The $7.5 billion Kemper County project would have been the world’s first Integrated Gasification Combined Cycle (IGCC) power plant with Carbon Capture and Storage (CCS). Instead, it will now run on natural gas, without carbon capture – an ironic end, given that Southern Co. could likely have built such a power plant from the outset for under $500 million.
The project’s failure should cast serious doubts on the prospects of both “clean coal” as well as Bioenergy with Carbon Capture and Storage (BECCS) – the current star child of techno-fix solutions to climate change.
BECCS would involve capturing CO2 from biofuel refineries or biomass-burning power stations and pumping it into geological formations, or – more likely due to economics – pumping it into oil wells in order to extract more oil. Despite lack of evidence as to the technological and economic viability of BECCS, the models underpinning the Paris Agreement’s 2°C target overwhelmingly rely upon BECCS as a “negative emissions technology” capable of being deployed at a scale large enough to balance out emissions by mid-century.
In theory, an IGCC power station like Kemper County should be the cleanest and most efficient way of generating electricity from burning coal or biomass. Furthermore, an IGCC plant with CCS should be less energy-intensive than a conventional power plant with CCS, because the CO2 is removed from the syngas pre-combustion – when the CO2 concentration is higher – instead of stripping it from the flue gas post-combustion when CO2 is diluted, as it is at facilities like the retrofitted Petra Nova coal plant in Texas, which was officially opened earlier this year.
The failure of the Kemper County project, which featured the cleanest and most efficient CCS power plant technology, should therefore be seen as a warning for policy-makers expecting CCS – including BECCS – technologies to magically close the emissions gap by mid-century.
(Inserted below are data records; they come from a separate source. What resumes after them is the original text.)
PR #986, opened 2026-04-04
fix(happy-cli,happy-server): avoid false vendor token timeouts during connect

wang-kaopu:
Fixes #983.

## Summary
`happy connect codex` could fail with `timeout of 5000ms exceeded` even when vendor token registration was still progressing normally. The old flow treated registration as a single synchronous HTTP call with a hardcoded 5s client timeout, so it could not distinguish a slow-but-active request from a genuinely stalled one.

This change converts vendor token registration into a small long-task handshake for the `connect register` path. The server now accepts the work, tracks task stage and heartbeat in memory, and exposes task status for polling. The CLI waits on observable progress instead of a fixed request timeout, and reports task stages while waiting.

## What Changed
- switched `registerVendorToken()` to an activity-aware long-task wait loop in the CLI
- changed `POST /v1/connect/:vendor/register` to return `202 Accepted` with task metadata
- added `GET /v1/tasks/:taskId` for task status polling
- added an in-memory long-task store for registration state, stage, and heartbeat tracking
- added CLI progress output for accepted/encrypting/persisting/succeeded stages
- updated API documentation for the new contract
- added regression tests for progress, stall, failure, and heartbeat behavior

## Validation
- dynamic tests passed:
  - CLI: 14 passing
  - Server: 4 passing
- type diagnostics passed for `happy-cli` and `happy-server`

## Known Limitation
The long-task store is intentionally in-memory for this first rollout. That keeps the registration path lightweight for a single-process foreground wait flow, but tasks do not survive server restarts and are not shared across multiple server instances yet.

### DIFF
--- a/docs/api.md
+++ b/docs/api.md
@@ -86,6 +86,10 @@ Auth flows:
 - `POST /v1/connect/github/webhook`
 - `DELETE /v1/connect/github`
 - `POST /v1/connect/:vendor/register` (`vendor` in `openai | anthropic | gemini`)
+  - Returns `202 Accepted` for long-running registration work with `{ taskId, state, stage, pollAfterMs, heartbeatAt, updatedAt }`
+  - Clients should poll task status until `state` becomes `succeeded` or `failed`
+- `GET /v1/tasks/:taskId`
+  - Returns current long-task status `{ taskId, state, stage, pollAfterMs, heartbeatAt, updatedAt, error? }`
 - `GET /v1/connect/:vendor/token`
 - `DELETE /v1/connect/:vendor`
 - `GET /v1/connect/tokens`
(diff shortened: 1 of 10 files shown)


wang-kaopu:
Follow-up update after addressing Copilot robustness feedback.

Additional changes on top of the original long-task flow:
- defer `connect register` task execution with `setImmediate()` so the route can return `202 Accepted` before synchronous work starts
- sanitize task failure payloads behind a stable `errorCode` instead of returning raw backend error messages
- handle `/v1/tasks/:taskId` `404` in the CLI with a clearer retry message when the in-memory task record is lost
- update the older `happy-app` consumer to support both legacy `{ success: true }` responses and the new long-task polling contract

Validation run locally:
- passed: `cd packages/happy-server && node ../../node_modules/vitest/vitest.mjs run sources/app/api/routes/connectRoutes.test.ts`
- passed: `cd packages/happy-cli && node ../../node_modules/vitest/vitest.mjs run src/api/api.test.ts`
- passed: `cd packages/happy-app && node ../../node_modules/vitest/vitest.mjs run sources/sync/apiServices.spec.ts`
- `tsc --noEmit` still fails in `happy-server`, `happy-cli`, and `happy-app`, but the failures are pre-existing repo-wide issues (`@slopus/happy-wire` resolution, Prisma exports, and unrelated existing type errors), not from these follow-up changes

Current head:
- `1a7a53fe` `fix(happy-cli,happy-server,happy-app): harden connect register task flow`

It’s important to note that exchanging biomass for coal would add even more challenges to an IGCC with CCS plant. Biomass gasification results in a syngas which is chemically quite different from that generated through coal gasification, and therefore requires different treatment in order to produce a gas clean enough for burning to power a gas turbine.
While CCS advocates will undoubtedly seek to frame it as a marginal example, the reality is that the Kemper County project is a prime example of what CCS stands for – an enormous waste of public attention and resources, at a time when society should be focused on transforming our energy systems to address the root causes of climate change.